Romney’s campaign tagline is: “We have a moral responsibility not to spend more than we take in.” It’s a nice idea, but is it good marketing? It doesn’t seem to translate culturally in a place like Miami, which is flat and warm, yet the car of choice is a gigantic Cadillac Escalade that sells for over $63,000. I’ve spent a lot of time trying to convince Miamians they need to save energy, buy more efficient cars, walk to work, but to my everlasting regret it rarely works. (What does? Higher gas prices.)

The truth is most likely Romney’s campaign messaging is right on code. He’s simply selling to a segment of America with a very different cultural code than my own, a very different idea of what the American Dream means.

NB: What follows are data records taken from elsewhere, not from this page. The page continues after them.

PR #317, opened 2026-07-20
Screenshot: optional automatic copy to the clipboard

kingstyles:
## Behavior before

Every capture has to be routed by hand. The floating preview appears and the image only reaches the clipboard once **Copy** is clicked. With `screenshotOpenEditorDirectly` on there is no preview at all, so the fastest path to annotating is also the slowest path to pasting — the two preferences work against each other.

For the common case of "grab this, paste it into a chat", that is one deliberate click on top of every single capture.

## Behavior after

A new **Copy to the clipboard automatically** toggle in Settings → Screenshot, **off by default**, so nothing changes for anyone who does not turn it on.

When it is on, the capture is placed on the pasteboard as soon as the selection finishes, before the preview or the editor is shown. `Cmd`+`V` works immediately. The preview still appears with all of its buttons; the editor still opens when the direct-edit preference is on. The two preferences are fully orthogonal:

| Auto-copy | Open editor directly | Result |
|---|---|---|
| off | off | Unchanged: preview with Copy / Save / Delete / Edit |
| on | off | On the clipboard immediately, preview still appears |
| on | on | On the clipboard immediately, editor opens for annotation |
| off | on | Unchanged: straight to the editor |

Saving to a file is untouched and stays an explicit choice from the preview or the editor.

## Implementation

Four files, 53 added lines, nothing removed:

- `Core/Defaults.swift` — `screenshotCopyToClipboard`, registered `false`.
- `Services/QuickTools/ScreenshotService.swift` — `route(_:)` calls a new private `autoCopy(_:)` before deciding between preview and editor, so the copy also covers the direct-to-editor path. It reuses the existing `flatten(_:)` pipeline, so the 1x downscale preference applies exactly as it does to the preview's Copy button, and the existing `ScreenshotEditorController.copyImage(_:)`, so the pasteboard gets the same PNG + TIFF pair as every other copy in the app.
- `UI/Settings/ScreenshotSettings.swift` — the toggle and its caption, in the output section above the save folder.
- `Core/ScreenshotStrings.swift` — `autoCopyToggle` and `autoCopyCaption` in all 13 languages.

No new dependencies, no new types, no changes to existing call sites.

### Two decisions worth a second opinion

**No HUD on success.** `copyDirect(_:)` shows the "Screenshot copied" HUD because the preview closes right after it, leaving nothing on screen. With auto-copy a surface is always about to appear, so a HUD would land on top of the preview and repeat what it already says. A failure still beeps, since an empty clipboard would otherwise only be discovered at the paste. Happy to add the HUD if you would rather have the confirmation.

**Annotations do not re-copy.** If auto-copy puts the raw capture on the clipboard and the capture is then annotated in the editor, the clipboard still holds the un-annotated version until Copy is pressed in the editor. That is a real trap for anyone who edits, but fixing it means refreshing the pasteboard on editor close, which changes editor behavior and reads as a separate topic. Left out to keep this to one change; glad to open a follow-up if you want it.

## Localization

`autoCopyToggle` and `autoCopyCaption` are filled in for all 13 languages in `ScreenshotFeatureStrings`: en, pt-BR, tr, ru, es, de, fr, it, ja, ko, zh-Hans, zh-TW, zh-HK. Terminology follows what the file and `Core/Localizations/` already use, notably 剪贴板 for zh-Hans and 剪貼板 / 拷貝 for zh-TW and zh-HK rather than 剪貼簿 / 複製, and zh-HK mirrors zh-TW here the same way the neighboring `openEditor` strings do.

These are machine-assisted translations reviewed against the surrounding entries for tone and consistency, not native review. Please correct anything that reads wrong — I would rather the strings be right than mine.

## Testing

- `./build.sh` completes with no warnings, before and after the change.
- Built against the Command Line Tools, Swift 6.3.3, on macOS 26.5.2, Apple M4.

I have not exercised an end-to-end capture on the built bundle: it is ad-hoc signed and would need its own Screen Recording grant alongside the installed copy, which I did not want to do on this machine. The change is small and reuses existing, already-tested copy and flatten paths, but the actual capture → clipboard round trip is unverified by me and worth a manual check before merging.

## Notes

No existing issue covers this — I searched the tracker for screenshot and clipboard first and only found closed clipboard-history bugs. Happy to open a feature request to discuss it there instead if you would rather talk it through before looking at code.

Contributed under GPL-3.0-or-later per `CONTRIBUTING.md`.

### DIFF
--- a/Sources/Vorssaint/Core/Defaults.swift
+++ b/Sources/Vorssaint/Core/Defaults.swift
@@ -312,6 +312,7 @@ enum DefaultsKey {
     static let screenshotBackdropStyle = "screenshotBackdropStyle"
     static let screenshotBackdropPresets = "screenshotBackdropPresets"
     static let screenshotOpenEditorDirectly = "screenshotOpenEditorDirectly"
+    static let screenshotCopyToClipboard = "screenshotCopyToClipboard"
     static let panelUtilityScreenshot = "panelUtilityScreenshot"
 
     // Window Layout — snapping, global shortcuts and optional pointer gestures.
@@ -787,6 +788,7 @@ enum Defaults {
         DefaultsKey.screenshotBackdropStyle: "",
         DefaultsKey.screenshotBackdropPresets: "[]",
         DefaultsKey.screenshotOpenEditorDirectly: false,
+        DefaultsKey.screenshotCopyToClipboard: false,
         DefaultsKey.panelUtilityScreenshot: true,
         DefaultsKey.windowLayoutShortcutsEnabled: false,
         DefaultsKey.windowGestureEnabled: false,
--- a/Sources/Vorssaint/Core/ScreenshotStrings.swift
+++ b/Sources/Vorssaint/Core/ScreenshotStrings.swift
@@ -76,6 +76,8 @@ struct ScreenshotFeatureStrings {
     let backdropCustomLabel: String
     let openEditorToggle: String
     let openEditorCaption: String
+    let autoCopyToggle: String
+    let autoCopyCaption: String
     let hintLoupe: String
 }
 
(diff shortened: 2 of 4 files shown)


403Denied:
I did something similar in #280 but took a different approach, a default action setting is added to Ask each time, save, save & copy, copy, or edit; if something other than ask each time is selected, the popup gets moved to the corner of the screen, appears for a shorter time, and disables buttons whose actions have already been taken by the default action.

If you think you aren’t persuadable, that you know why you buy things, why you vote for one candidate over another, why you like a particular musician or book, watch these two Frontline specials on PBS: The Persuaders and the The Merchants of Cool. They’re available online. You might just change your mind. 

For more, visit my author website and/or personal blog, A Wandering Tale. Even better, order a copy of Monkey Love & Murder on AmazonBarnes & Noble, or the Book Depository (free shipping nearly anywhere in the world).


  1. Thanks for the links to the Frontline specials. I'll check them out!

  2. What a finely crafted article. I spend so much time reading garbage blogs on the internet. This one is so well throught-through and written that it's amazing. Congratulations to the author.